What lines in the records below hold the string "seem"? Please show them.

■ ■ ■ ■ ■ ■ ■

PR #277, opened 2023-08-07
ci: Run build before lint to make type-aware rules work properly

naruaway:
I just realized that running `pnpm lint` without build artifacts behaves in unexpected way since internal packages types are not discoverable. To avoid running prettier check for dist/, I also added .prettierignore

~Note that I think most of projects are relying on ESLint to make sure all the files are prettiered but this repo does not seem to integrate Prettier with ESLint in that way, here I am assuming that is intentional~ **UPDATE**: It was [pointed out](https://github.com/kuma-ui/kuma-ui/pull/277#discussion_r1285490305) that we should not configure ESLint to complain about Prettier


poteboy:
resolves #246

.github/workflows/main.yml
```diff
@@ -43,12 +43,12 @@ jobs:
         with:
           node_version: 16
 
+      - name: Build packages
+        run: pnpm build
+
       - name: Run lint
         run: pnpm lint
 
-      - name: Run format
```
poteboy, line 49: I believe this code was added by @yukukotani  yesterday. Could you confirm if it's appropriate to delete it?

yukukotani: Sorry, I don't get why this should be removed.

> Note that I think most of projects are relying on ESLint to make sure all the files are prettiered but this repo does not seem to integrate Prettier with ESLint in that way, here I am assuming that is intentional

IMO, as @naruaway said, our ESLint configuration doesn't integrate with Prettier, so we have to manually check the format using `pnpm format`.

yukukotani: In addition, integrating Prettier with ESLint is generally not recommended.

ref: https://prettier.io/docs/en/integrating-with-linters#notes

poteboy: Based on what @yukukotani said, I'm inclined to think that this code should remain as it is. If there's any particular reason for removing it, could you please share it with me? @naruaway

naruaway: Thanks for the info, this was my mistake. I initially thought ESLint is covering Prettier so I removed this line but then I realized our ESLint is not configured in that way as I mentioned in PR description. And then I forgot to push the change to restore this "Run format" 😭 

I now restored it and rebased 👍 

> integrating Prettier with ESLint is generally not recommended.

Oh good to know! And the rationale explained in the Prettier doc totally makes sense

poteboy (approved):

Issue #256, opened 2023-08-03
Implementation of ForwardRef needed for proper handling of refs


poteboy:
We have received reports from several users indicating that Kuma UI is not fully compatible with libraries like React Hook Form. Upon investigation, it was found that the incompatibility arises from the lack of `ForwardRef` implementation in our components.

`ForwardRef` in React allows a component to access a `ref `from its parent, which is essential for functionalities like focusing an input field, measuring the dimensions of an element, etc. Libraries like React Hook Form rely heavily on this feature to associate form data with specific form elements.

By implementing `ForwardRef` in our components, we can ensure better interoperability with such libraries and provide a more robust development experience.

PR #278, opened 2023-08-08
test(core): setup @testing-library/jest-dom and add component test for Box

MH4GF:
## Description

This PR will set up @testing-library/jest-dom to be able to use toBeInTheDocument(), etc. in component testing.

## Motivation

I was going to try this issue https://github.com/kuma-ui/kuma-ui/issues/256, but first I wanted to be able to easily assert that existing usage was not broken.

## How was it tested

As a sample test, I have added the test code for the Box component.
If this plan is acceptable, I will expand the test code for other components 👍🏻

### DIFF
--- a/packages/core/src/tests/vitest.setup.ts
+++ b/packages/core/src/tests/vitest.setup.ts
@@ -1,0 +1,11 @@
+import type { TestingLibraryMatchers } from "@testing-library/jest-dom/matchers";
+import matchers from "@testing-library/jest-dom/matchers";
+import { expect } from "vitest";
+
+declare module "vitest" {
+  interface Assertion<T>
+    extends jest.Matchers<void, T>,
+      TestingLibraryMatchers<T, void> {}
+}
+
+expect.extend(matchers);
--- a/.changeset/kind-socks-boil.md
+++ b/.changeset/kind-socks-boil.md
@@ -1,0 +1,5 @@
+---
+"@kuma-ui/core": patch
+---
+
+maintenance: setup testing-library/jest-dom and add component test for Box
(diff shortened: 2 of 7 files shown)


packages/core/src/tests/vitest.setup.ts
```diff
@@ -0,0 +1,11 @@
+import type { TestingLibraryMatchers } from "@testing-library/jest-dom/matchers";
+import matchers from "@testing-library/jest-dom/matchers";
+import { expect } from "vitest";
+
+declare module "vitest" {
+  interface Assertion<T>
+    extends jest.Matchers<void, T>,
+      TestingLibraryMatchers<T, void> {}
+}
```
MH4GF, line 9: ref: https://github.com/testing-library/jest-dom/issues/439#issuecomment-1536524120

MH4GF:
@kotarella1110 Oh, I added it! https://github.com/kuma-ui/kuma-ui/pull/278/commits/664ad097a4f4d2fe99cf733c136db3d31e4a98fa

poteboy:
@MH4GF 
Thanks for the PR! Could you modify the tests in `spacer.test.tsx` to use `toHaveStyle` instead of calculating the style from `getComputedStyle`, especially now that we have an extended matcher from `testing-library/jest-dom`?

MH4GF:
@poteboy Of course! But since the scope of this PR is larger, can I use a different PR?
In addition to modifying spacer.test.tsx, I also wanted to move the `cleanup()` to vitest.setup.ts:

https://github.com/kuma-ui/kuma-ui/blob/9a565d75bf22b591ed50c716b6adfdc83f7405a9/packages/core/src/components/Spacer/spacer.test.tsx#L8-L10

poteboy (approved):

■ ■ ■ ■ ■ ■ ■

- _Output below_:
~Note that I think most of projects are relying on ESLint to make sure all the files are prettiered but this repo does not seem to integrate Prettier with ESLint in that way, here I am assuming that is intentional~ **UPDATE**: It was [pointed out](https://github.com/kuma-ui/kuma-ui/pull/277#discussion_r1285490305) that we should not configure ESLint to complain about Prettier
> Note that I think most of projects are relying on ESLint to make sure all the files are prettiered but this repo does not seem to integrate Prettier with ESLint in that way, here I am assuming that is intentional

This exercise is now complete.